Deuxièmement, l'articulation entre les différents moyens renforce l'argumentation. Le grief environnemental n'est pas isolé : il se combine avec l'atteinte à l'autonomie de l'ordre juridique (le « gel » des choix normatifs européens), avec la question de la répartition des compétences (l'accord touche à des domaines partagés), avec l'équilibre institutionnel (le contournement du contrôle parlementaire par l'application provisoire).
Troisièmement, le contexte politique et normatif a changé. L'Union s'est engagée dans une transformation environnementale sans précédent. Valider un accord qui permettrait de neutraliser cette dynamique enverrait un signal contradictoire, au moment même où l'Union cherche à affirmer son leadership climatique sur la scène internationale.
Conclusion : la permanence d'une tension fondatrice
La saisine du Parlement européen sur l'accord Mercosur illustre la permanence d'une tension que j'avais placée au cœur de mes recherches doctorales il y a près de trente ans. Le droit a évolué, les traités ont été révisés, les principes environnementaux ont gagné en visibilité normative. Le développement durable est devenu un objectif de l'Union, l'intégration de l'environnement une clause transversale, le Green Deal une politique phare.
Mais la structure du problème demeure. L'environnement peut-il faire jeu égal avec les impératifs de libre-échange dans l'ordre juridique de l'Union ? Les principes environnementaux ont-ils une portée normative suffisante pour contraindre les choix commerciaux de l'Union, ou restent-ils des orientations politiques que les institutions peuvent librement pondérer avec d'autres priorités ?
L'affaire Mercosur offre à la Cour de justice l'occasion de répondre — enfin — à cette question fondamentale. Quelle que soit l'issue de cet avis, ce contentieux contribuera à préciser la portée normative des exigences environnementales dans le contrôle des accords internationaux de l'Union.
C'est peut-être là, trois décennies plus tard, que se joue la réponse à la problématique de ma thèse. L'ordre concurrentiel conservera-t-il sa prééminence sur le droit de l'environnement, ou assistons-nous aux prémices d'un rééquilibrage constitutionnel ? L'avenir nous le dira. Mais une chose est certaine : la tension entre commerce et environnement, loin d'être résolue, demeure au cœur des contradictions de la construction européenne.

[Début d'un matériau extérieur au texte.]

PR #1494, opened 2022-10-07
Modified the ex7 printing IB coordinates tutorial to keep track of the lagrangian indices

colegruninger97:
- [x] Was clang-format run?
      changelog entry been added?
      number is incremented.
      GitHub for the pull request?


examples/IB/explicit/ex7/example.cpp
```diff
@@ -330,9 +343,24 @@ main(int argc, char* argv[])
...
+        offsets[2] = offsetof(Lag_Coords, Y);
+        offsets[3] = offsetof(Lag_Coords, Z);
+
+        MPI_Type_create_struct(items, blocklength, offsets, types, &mpi_lag_coords_type);
+        MPI_Type_commit(&mpi_lag_coords_type);
+
         if (rank == 0)
         {
-            fout.open("Coordinates.txt", std::ios::out);
+            fout.open("IBCoordinates.txt", std::ios::out);
```
drwells, line 363:
```suggestion
            fout.open("IBCoordinates.txt");
```

examples/IB/explicit/ex7/example.cpp
```diff
@@ -330,9 +343,24 @@ main(int argc, char* argv[])
...
+        int blocklength[4] = { 1, 1, 1, 1 };
+        MPI_Datatype types[4] = { MPI_INT, MPI_DOUBLE, MPI_DOUBLE, MPI_DOUBLE };
+        MPI_Datatype mpi_lag_coords_type;
+        MPI_Aint offsets[4];
+        offsets[0] = offsetof(Lag_Coords, lag_idx);
+        offsets[1] = offsetof(Lag_Coords, X);
+        offsets[2] = offsetof(Lag_Coords, Y);
+        offsets[3] = offsetof(Lag_Coords, Z);
+
+        MPI_Type_create_struct(items, blocklength, offsets, types, &mpi_lag_coords_type);
```
drwells, line 358: This needs a corresponding `MPI_Type_free()` call once we are done with it to prevent leaking memory.

examples/IB/explicit/ex7/example.cpp
```diff
@@ -391,95 +419,81 @@ main(int argc, char* argv[])
...
+                // put the lag idx as the first entry of the local_coordinates vector since the petsc indices may change
+                // throughout a computation
                 Eigen::Map<Vector3d> X(&x_vals[petsc_idx * NDIM]); // X is a vector containing the local coordinates
-                for (int m = 0; m < NDIM; m++)
-                {
-                    local_coordinates[NDIM * k + m] = X[m];
-                }
 
-                k = k + 1;
+                local_coordinates.push_back({ lag_idx, X[0], X[1], X[2] });
```
drwells, line 431: I'm surprised that this works - I don't think its valid in plain C++11. Could you add a constructor to `Lag_Coords` and call that instead?

examples/IB/explicit/ex7/example.cpp
```diff
@@ -54,6 +53,20 @@
...
+    double Y;
+    double Z;
+};
+
+bool
+operator<(const Lag_Coords& lhs, const Lag_Coords& rhs)
+{
+    return lhs.lag_idx < rhs.lag_idx;
+}
+
```
drwells, line 69:
```suggestion
```
(we can avoid defining this here)

examples/IB/explicit/ex7/example.cpp
```diff
@@ -391,95 +419,81 @@ main(int argc, char* argv[])
...
+            // Now if we are on the root process, let's go ahead and sort the global_coordinates vector according to the
+            // lag index and print out the coordinates to "IBCoordinates.txt"
             if (rank == 0)
             {
                 fout.unsetf(ios_base::showpos);
                 fout.setf(ios_base::scientific);
                 fout.precision(5);
 
-                for (int l = 0; l < total_nodes; l++)
+                std::stable_sort(global_coordinates.begin(), global_coordinates.end());
```
drwells, line 491:
```suggestion
                std::stable_sort(global_coordinates.begin(), global_coordinates.end(),
                [](const Lag_Coords &a, const Lag_Coords &b) {return a.lag_idx < b.lag_idx;});
```
Do we need a stable sort? Could we ever have two structs with equal Lagrangian indices?

drwells (changes requested):

drwells:
@colegruninger97 will you have time to address these by the end of the month? I'd like to get this in the next release.

colegruninger97:
> @colegruninger97 will you have time to address these by the end of the month? I'd like to get this in the next release.

Hi David, Yes! I should be able to get to this by the end of the month. I will try and have it finished before holidays. Thanks for the reminder.

examples/IB/explicit/ex7/example.cpp
```diff
@@ -54,6 +54,28 @@
...
 
+struct Lag_Coords
+{
+    int lag_idx; // The global lag index
+    double X;
+    double Y;
+    double Z;
+
+    // Default constructor
+    Lag_Coords(){};
```
drwells, line 65:
```suggestion
    Lag_Coords()
    : lag_idx(std::numeric_limits<int>::max()
    , X(std::numeric_limits<double>::quiet_NaN()
    , Y(std::numeric_limits<double>::quiet_NaN()
    , Z(std::numeric_limits<double>::quiet_NaN()
    {}
```
we should put in invalid values to prevent accidentally reading an uninitialized structure.

drwells (changes requested):
Thanks for getting back to this - lets fix one more minor thing.

drwells (approved):

drwells:
Thanks!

Me Laurent Gimalac Docteur en droit, Avocat au Barreau de Grasse, bureau secondaire à Paris. Janvier 2026
Références
- L. Gimalac, Les rapports entre l'ordre concurrentiel et le droit de l'environnement dans le cadre de l'Union européenne, Thèse de doctorat, Université de Nice-Sophia Antipolis, 1997.
- Article 218, paragraphe 11, TFUE — Demande d'avis sur la compatibilité d'un accord international avec les traités.
- CJUE, Avis 2/13 du 18 décembre 2014 — Adhésion de l'Union à la CEDH.
- CJUE, Avis 1/17 du 30 avril 2019 — Accord économique et commercial global UE-Canada (CETA).
- Parlement européen, Résolution du 21 janvier 2026 demandant un avis à la CJUE sur l'accord UE-Mercosur (334 voix pour, 324 contre, 11 abstentions).
- Conseil de l'Union européenne, Décision du 9 janvier 2026 autorisant la signature de l'accord de partenariat UE-Mercosur (EMPA) et de l'accord commercial intérimaire (iTA).